Unsupervised domain adaptation via optimal transport: a Riemannian bilevel formulation over doubly stochastic and SPD manifolds enhances domain transfer performance (Han et al., 6 Feb 2024).
Robust MLE of covariance matrices and data hypercleaning tasks: several works report superior convergence speed, robustness, and final accuracy using the proposed Riemannian techniques, both in synthetic and real data regimes.

6. Theoretical and Practical Implications

The extension of bilevel optimization to Riemannian manifolds significantly broadens the scope of hierarchical modeling. Several implications are evident:

Transferability of Euclidean results: Many key complexity bounds and convergence rates port from flat to curved spaces, often "almost without loss," provided appropriate manifold conditions hold (Li et al., 3 Feb 2024, Han et al., 6 Feb 2024).
Curvature adaptivity: Modern algorithms either explicitly adapt to or are robust against manifold curvature, and the use of retractions makes the approach practical even for large-scale, high-dimensional problems (Shi et al., 8 Apr 2025, Han et al., 6 Feb 2024).
Coordination of upper/lower levels: Gradient aggregation mechanisms and hybrid step sizes provide effective means to leverage structural information from both problem levels, improving both convergence and empirical accuracy (Chen et al., 17 Oct 2025).
Scalability: Single-loop, first-order, and inversion-free variants make RBLO feasible for real-world data and computational constraints (Dutta et al., 22 May 2024).
Robustness to parameter mis-specification: Adaptive step size frameworks obviate the need for problem-specific tuning, enabling black-box deployment of RBLO solvers in diverse contexts.

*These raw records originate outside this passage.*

PR #936, opened 2017-03-01
ocf_log: use same log format as pacemaker

oalbrigt:
Changed log format to be close to what Pacemaker uses (incl. updated HA_DATEFMT to be able to grep for a time and get info from both the resource agents and Pacemaker)


krig:
:+1:

oalbrigt:
No. I didnt know crmsh expected a specific log format.

This was to unify the logging format so you can search the logs with a date/time and get both data from the Pacemaker services and the resource agents instead of having to use one format for resource agents and another for the Pacemaker services.

krig:
In my opinion, I think it is worth some pain in the tools to improve the logging and make the formatting more uniform across pacemaker and the agents. If crmsh needs updates to the log matching because of this, it should be fixed there.

dmuhamedagic:
On Thu, Mar 02, 2017 at 07:47:42AM -0800, Oyvind Albrigtsen wrote:
> No. I didnt know crmsh expected a specific log format.

It is not only about crmsh. The logs are also an interface,
however weak, to the users and they sometimes do try to handle
messages with scripts. Such changes may break those scripts. I'm
not saying that this particular will, but that it may and we
really cannot know.

krig:
That's true, this is an interface breaking change. It is a bit unfortunate that we don't really have a `stable` vs. `development` branch of resource-agents.. :/

dmuhamedagic:
I can only say that it would be wonderful if upstream pacemaker had the same attitude.

PR #937, opened 2017-03-02
added kamctl parameter as it was missing, causing issues if kamctl is…

scream314:
… not in PATH


krig:
Hi! Make sure to add metadata for the `kamctl` parameter as well, right now it seems to be missing.

scream314:
Metadata added.

krig:
Thanks!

On a broader scientific level, RBLO provides a natural language for meta-learning with geometric priors, hierarchical statistical inference, and physics-based modeling where coordinate invariance is requisite.

7. Future Directions

Open challenges and prospective extensions in RBLO include:

Curvature-independent convergence: Efforts to further attenuate or eliminate curvature-dependent terms in complexity bounds would enhance generality and performance on highly curved manifolds.
Non-smooth and non-strongly convex lower-level problems: Extensions to settings where geodesic convexity fails would broaden the utility of RBLO, though foundational results highlight increased difficulty in these regimes.
Stochastic and distributed RBLO: Large-scale learning demands algorithms robust to mini-batch noise and suitable for parallel architectures, motivating further algorithmic and theoretical work (Han et al., 6 Feb 2024, Dutta et al., 22 May 2024).
Unifying hypergradient computation: Developing more unified automatic differentiation frameworks for Riemannian settings remains an active area, aiming at seamless integration with deep learning toolchains.
Application expansion: The RBLO paradigm is poised for impact in graph neural networks with geometric constraints, decentralized multi-agent systems, and scientific computing where manifold-valued data abound.

In summary, recent advances in RBLO have produced a mature suite of algorithms, supported by rigorous convergence analysis and robust empirical validations. By faithfully accounting for geometric structure at both problem levels, RBLO serves as a foundation for hierarchical decision-making in modern geometric machine learning and allied disciplines.